Open ajmehrlich opened 3 years ago

ajmehrlich commented 3 years ago

Hello! In the paper you also use the symbolic BPS-FH dataset for comparisons. I have some MIDI files I would like to test this model on, but since I am new to pretty much everything related to AI, I have no idea which changes are necessary to apply this code to symbolic data, particularly how to integrate tonal centroids and chord change. Is there a chance you can provide a quick summarization or something like this? I would appreciate it.

Tsung-Ping commented 3 years ago

Hi!

You can feed any type of data into the model as long as the data are represented as sequences of features. For example, you can transcribe your midi files into piano-roll representations (using package like pretty_midi), compute tonal centroids from the piano rolls, and naively concatenate the tonal centroid features and the piano roll representations. As for the chord change, it is processed inside the model, so you don't need to care about it. Note that you need to change the hyperparameters of the model (e.g., n_steps, frequency_size, etc.) according to your data shape.
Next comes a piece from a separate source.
PR #7905, opened 2020-07-02
[WIP?] C, add compatibility flag for parsing some pre-v3 input

### LINKED ISSUE #1836: Intersphinx support in toctrees
Currently, toctree links can be either internal documents or arbitrary external URLs.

Another way is to synthesize the midi files to audios, and then feed them into the model. You are recommended to visit omnizart, a project of our lab, whose chord recognition part employ the Harmony Transformer, and can process audio data directly.

ajmehrlich commented 3 years ago

Thank you for your response. I'll try your suggestions.

I have another question: You opened another repository for harmony transformer v2, but it's empty. Do you plan to release it soon or will this take a while?

Tsung-Ping commented 3 years ago

Hi,

I will release the code in a few weeks.